Following its letter to petition Bloomberg to allow its symbology to be included in FOW TRADEdata’s service Xymbology, the Information Providers User Group (IPUG) indicates that a dialogue has begun between the two vendors to incorporate both the BUID and the new Bloomberg Global ID (BBGID), which is at the heart of its open symbology initiative, in the service. To this end, FOW TRADEdata is currently seeking further client support to continue down this road and IPUG’s letter is therefore just the beginning.
In its letter to Bloomberg, IPUG describes the Bloomberg Open Symbology (Bsym) initiative, which was launched in November last year, as “very welcome” but notes that the vendor must now follow through with its promise of being “open”.
The Bsym initiative essentially entails the royalty free distribution of Bsym identifiers, which the vendor says is open to all, and the gradual migration from the existing BUID identifier to the new BBGID global identifier. With the aim of proving this openness, Bloomberg signed an agreement in April this year with NYSE Euronext to include its Bsym codes on NYSE’s data feed products globally. NYSE Euronext is initially adding Bloomberg Bsym codes to its OpenBook product and will then move on to distribute Bsym along with its standard security identifiers for New York Stock Exchange-listed companies across all its data products.
IPUG is therefore looking for a similar agreement to be signed with derivatives market specialist FOW TRADEdata.
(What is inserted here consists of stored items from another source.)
PR #2061, opened 2020-12-21
DecimalValue check does not allocate memory

sungam3r:
Inspired by https://github.com/rabbitmq/rabbitmq-dotnet-client/pull/984.
Resolves old TODO with `decimal.GetBits`.

### DIFF
--- a/.github/workflows/label.yml
+++ b/.github/workflows/label.yml
@@ -14,4 +14,5 @@ jobs:
     steps:
     - uses: actions/labeler@v3
       with:
+        sync-labels: ""
         repo-token: "${{ secrets.GITHUB_TOKEN }}"
--- a/src/GraphQL/Language/CoreToVanillaConverter.cs
+++ b/src/GraphQL/Language/CoreToVanillaConverter.cs
@@ -393,5 +393,4 @@ namespace GraphQL.Language
 
         internal bool Equals(ref DecimalData other) => Flags == other.Flags && Hi == other.Hi && Lo == other.Lo && Mid == other.Mid;
     }
-
 }
--- a/src/GraphQL/Language/CoreToVanillaConverter.cs
+++ b/src/GraphQL/Language/CoreToVanillaConverter.cs
@@ -250,12 +250,13 @@ namespace GraphQL.Language
                         str.Value,
                         NumberStyles.AllowLeadingSign | NumberStyles.AllowDecimalPoint | NumberStyles.AllowExponent,
                         CultureInfo.InvariantCulture,
-                        out var dec))
+                        out decimal dec))
                     {
-                        // TODO: make more efficient, current solution allocates memory
-                        int[] decBits = decimal.GetBits(dec);
-                        int[] dblAsDecBits = decimal.GetBits(new decimal(dbl));
-                        if (decBits[0] != dblAsDecBits[0] || decBits[1] != dblAsDecBits[1] || decBits[2] != dblAsDecBits[2] || decBits[3] != dblAsDecBits[3])
+                        // Cast the decimal to our struct to avoid the decimal.GetBits allocations.
+                        var decBits = System.Runtime.CompilerServices.Unsafe.As<decimal, DecimalData>(ref dec);
+                        decimal temp = new decimal(dbl);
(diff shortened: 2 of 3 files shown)


src/GraphQL/Language/CoreToVanillaConverter.cs
```diff
@@ -364,4 +365,33 @@ public static T WithLocation<T>(this T node, ASTNode astNode)
...
+        {
+            Flags = flags;
+            Hi = hi;
+            Lo = lo;
+            Mid = mid;
+        }
+
+        internal bool Equals(ref DecimalData other) => Flags == other.Flags && Hi == other.Hi && Lo == other.Lo && Mid == other.Mid;
+    }
+
```
sungam3r, line 396:
```suggestion
```

src/GraphQL/Language/CoreToVanillaConverter.cs
```diff
@@ -364,4 +365,32 @@ public static T WithLocation<T>(this T node, ASTNode astNode)
...
+        internal DecimalData(uint flags, uint hi, uint lo, uint mid)
+        {
+            Flags = flags;
+            Hi = hi;
+            Lo = lo;
+            Mid = mid;
+        }
+
+        internal bool Equals(ref DecimalData other) => Flags == other.Flags && Hi == other.Hi && Lo == other.Lo && Mid == other.Mid;
```
sungam3r, line 394:
```suggestion
        internal bool Equals(in DecimalData other) => Flags == other.Flags && Hi == other.Hi && Lo == other.Lo && Mid == other.Mid;
```

Shane32:
I don't understand why the code can't simply compare two `decimal` instances (structs) to each other.

Shane32:
I guess I don't understand what this code is doing.

.github/workflows/label.yml
```diff
@@ -14,4 +14,5 @@ jobs:
     steps:
     - uses: actions/labeler@v3
       with:
+        sync-labels: ""
```
sungam3r, line 17: https://github.com/actions/labeler/issues/104#issuecomment-715911428

sungam3r:
@Shane32 for me it was somewhat strange, but in principle the behavior can be understood
изображение

sungam3r:
> I guess I don't understand what this code is doing.

изображение

Shane32:
Makes sense.  But when we can't even get 1.15 to equal 1.15 (referring to a recent change where we skipped a test related to that), you wonder about the value of preserving trailing zeros.  I'm not even sure how to read the number of trailing zeros without calling `.ToString()` on the `decimal`.

Shane32:
By the way, according to the spec, any values outside the range of `double` precision floating point values should be refused:

> If the integer input value represents a value not representable by IEEE 754, a query error should be raised.

See: https://spec.graphql.org/June2018/#sec-Float

So really we should have no support for `decimal` types at all, since it's pretty clear that the `Float` scalar type is designed to represent IEEE 754 values and nothing else.

sungam3r:
> referring to a recent change where we skipped a test related to that

It works for netcoreapp3.1

> So really we should have no support for decimal types at all, since it's pretty clear that the Float scalar type is designed to represent IEEE 754 values and nothing else.

I admit that it would be possible to follow this path. Then we would have to generate an error while still inside the parser. I haven't read the IEEE 754 spec and I admit that trailing zeros may be not included in it. However, I would like to remain user-friendly and allow the values to be kept accurate. Now I just removed memory allocation without changing the general behavior. We may consider strict compliance with the specification in another PR.

Shane32 (approved):
It's a bit of a hack, but okay.

sungam3r:
We can also ask for advice from the developers of the reference implementation (graphql-js).

Shane32:
I'm not sure what there is to ask.  It's abundantly clear that a Float is intended to represent an IEEE 754 value, which is exactly what a C# `double` is.  And an IEEE 754 value typically contains the following formula: `+/- 1.fffffff * (2^exp)`.  Look up 'normalized mantissa'.  (there are exceptions for very small or very large numbers).

https://www.geeksforgeeks.org/ieee-standard-754-floating-point-numbers/

sungam3r:
OK, I agree with you. If we strictly follow the spec, then we should remove a few features that already work. It will hurt me to do this. Better to do something new than delete the working code.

Its Xymbology service carries a number of market and independent software vendors’ symbology at the traded series level, but it does not as yet carry Bloomberg’s.
The industry group highlights in its letter to Bloomberg the challenge a firm faces in “the complex task of managing a wide and diverse universe of identifiers within its trading operation and especially in the area of derivatives”. It therefore asks the vendor to make the lives of its constituents that much simpler by opening up its symbology to another route to market.
The lobbying is reflective of the general desire within the user community for lower costs and easier access to instrument identifiers that have until now been largely proprietary to individual data providers.